Feedback

 

(a) That's wrong. The first answer (a) is not a good answer because it fails to take into account important differences between the facts of Causer v Browne and the present case. Most significant is the fact that in Browne's case, the court held that the document on which the limitation of liability clause appeared was not obviously a document which could be expected to contain contractual terms, and accordingly the receipt of that document did not lead to the inference that Browne was agreeing to any terms it might contain, whether he read them or not.

In the current case, the document that Miles signs is known to be a contract, and it obviously contains terms. By signing that contract, Miles appears to give his assent to the terms it contains, whether he reads them or not. This would certainly be so in the absence of other significant facts, for example, if the term in question was very unusual and should have been specifically pointed out, but this is not the case here. The situation is very like that in L'Estrange v Graucob Ltd.

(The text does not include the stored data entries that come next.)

PR #1264, opened 2025-05-01
Support optional authenticated data in local encrypt/decrypt

hexedpackets:
## Description

Add an optional parameter to the Vault local encrypt/decrypt functions for additionally authenticated data.

## Documentation

```
[x] Yes
```

https://github.com/workos/workos/pull/38690

### DIFF
--- a/src/vault/vault.ts
+++ b/src/vault/vault.ts
@@ -116,17 +116,24 @@ export class Vault {
     return deserializeDecryptDataKeyResponse(data);
   }
 
-  async encrypt(data: string, context: KeyContext): Promise<string> {
+  async encrypt(
+    data: string,
+    context: KeyContext,
+    associatedData?: string,
+  ): Promise<string> {
     const { dataKey, encryptedKeys } = await this.createDataKey({
       context,
     });
-    return encrypt(data, dataKey.key, encryptedKeys);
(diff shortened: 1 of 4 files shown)


src/vault/vault.ts
```diff
@@ -116,17 +116,24 @@ export class Vault {
...
+  async encrypt(
+    data: string,
+    context: KeyContext,
+    associatedData?: string,
+  ): Promise<string> {
     const { dataKey, encryptedKeys } = await this.createDataKey({
       context,
     });
-    return encrypt(data, dataKey.key, encryptedKeys);
+    return encrypt(data, dataKey.key, encryptedKeys, associatedData || '');
```
debussyman, line 127: Why not use the key context as the default if `aad` is not provided?

hexedpackets: 1) It would break existing ciphertext - the user would have to explicitly pass an empty string to decrypt those.
2) Serialization is doable but tricky, we would have to sort the keys or something before mapping it to a string. And make sure we keep that ordering consistent with other languages.
3) I don't think it adds anything to the encryption scheme. Since the context always maps to a single KEK, there's no additional context binding that would happen. The AAD really only helps authenticate against some non-key related data.

debussyman (approved):
You'll update the docs once all SDKs are updated?

nicknisi (approved):

Issue #668, opened 2022-01-18
Dialogue windows getting cut-off


0323pin:
**Describe the bug**
Dialogue windows get cut-off when tiling client size is smaller than the dialogue window.
![2022-01-18-091558_1366x768_scrot](https://user-images.githubusercontent.com/90570748/149902498-caae19a3-6c14-4b04-a128-70307c04f11b.png)

![2022-01-18-091620_1366x768_scrot](https://user-images.githubusercontent.com/90570748/149902534-7458462f-0906-4813-a883-a3137ca14ee3.png)

![2022-01-18-091708_1366x768_scrot](https://user-images.githubusercontent.com/90570748/149902571-37fc51a5-3fc3-4b92-a95c-18b85fa85e2d.png)

**To Reproduce**
Any action that triggers a dialogue window on a small tile.

**Expected behavior**
Dialogue window is placed in such way that it doesn't get cut or, it's resized to fit available screen state.

**Environment:**
 - OS/Distro: NetBSD-current
 - Output of `leftwm-check`
```
2022-01-18 09:18 > leftwm check
:: LeftWM version: 0.3.0
:: LeftWM git hash: 5e1ccc94d1
:: Loading configuration . . .
    -> Configuration loaded OK 
:: Checking keybinds . . .
    -> All keybinds OK
:: Checking environment . . .
    -> Environment OK (has XDG_RUNTIME_DIR) 
:: Checking theme . . .
    -> Theme OK 

```

**Additional context**
Not a major issue and probably something you are already aware of.

AethanFoot:
I think the best approach here would be to center the dialog on the workspace when it breaches the edge of its workspace.

0323pin:
@AethanFoot I agree with that. As said, this is a minor improvement, nothing critical. Usually, I have only two clients _per_ tag or, rarely three but, thought I'd just bring it up for discussion.
Thanks for considering it.

cesarFuhr:
@AethanFoot can I fix this?
I checked the code, made some simple changes and tested locally... seems to have solved the problem.

AethanFoot:
@cesarFuhr of course. Open up a pr!

PR #683, opened 2022-01-29
fix: dialogue windows getting cut-off (#668)

cesarFuhr:
This PR fixes the dialog windows getting cut off error by centering them in the workspace if their lower right corner is outside the workspace.

Since I'm starting with Rust, please let me know if there are more "idiomatic" ways of implementing it.
I'm eager to learn, thanks!

image

### DIFF
--- a/leftwm-core/src/handlers/window_handler.rs
+++ b/leftwm-core/src/handlers/window_handler.rs
@@ -368,8 +368,7 @@ fn set_relative_floating(window: &mut Window, ws: &Workspace, outer: Xyhw) {
         || ws.center_halfed(),
         |mut requested| {
             requested.center_relative(outer, window.border);
-            let (corner_x, corner_y) = requested.lower_right_corner();
-            if ws.contains_point(corner_x, corner_y) {
+            if ws.xyhw.contains_xyhw(&requested) {
                 requested
             } else {
                 ws.center_halfed()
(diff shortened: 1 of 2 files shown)


0323pin:
@cesarFuhr Thanks!

AethanFoot:
Looks good. I would also check the top left corner (would just be the x and y), in case the window overlaps on the top or left sides. This then would nicely fit in as a method for xyhw that checks if another xyhw is within it. So for example in window_handler you would call a method on the workspaces xyhw that checks if it contains the windows xyhw (window.calculated_xyhw), then the method can check if both corners of the window are within the workspace.

VuiMuich:
I am notoriously bad at writing tests myself, but I guess this would be a good thing to test for, right?

May I ask why you put the `#[must_use]`?

AethanFoot:
The #[must_use] is probably a clippy. It says that the return value must be used by the caller, e.g. it is why when a return value isn't used you do `let _ = ...`.

VuiMuich:
I deleted it and not even the pedantic checks triggered :man_shrugging:

AethanFoot:
Hmm strange, it is probably just a copy-pasta. Not sure why clippy decides it is not needed for this but is for center 🤔 .

cesarFuhr:
It is a copy-paste, I am not really familiar with the annotations. Since the method is quite similar to center I thought is was needed.

But I like the idea of writing a `contains` function to check both corners.

VuiMuich:
(Nice, always wanted to try this `Allow edits and access to secrets by maintainers` feature :angel:)

PR #688, opened 2022-01-29
Add `Modifier::is_empty`, use it in `check_mousekey`

vrmiguel:
Simplifies the check in `check_mousekey` considerably


VuiMuich:
Nice catch.
:+1:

Before choosing answer (b), what about answer (c)? Assuming the limitation clause has become part of the contract, do the facts suggest that its effect might be avoided by interpreting it narrowly, against Peter's interests? This is unlikely because there seems to be no interpretation issue, either as to the meaning of the clause, or as to its application to a situation of actual breach of contract.

The conclusion is that (c) is not a good answer, which leaves (b) as the best choice.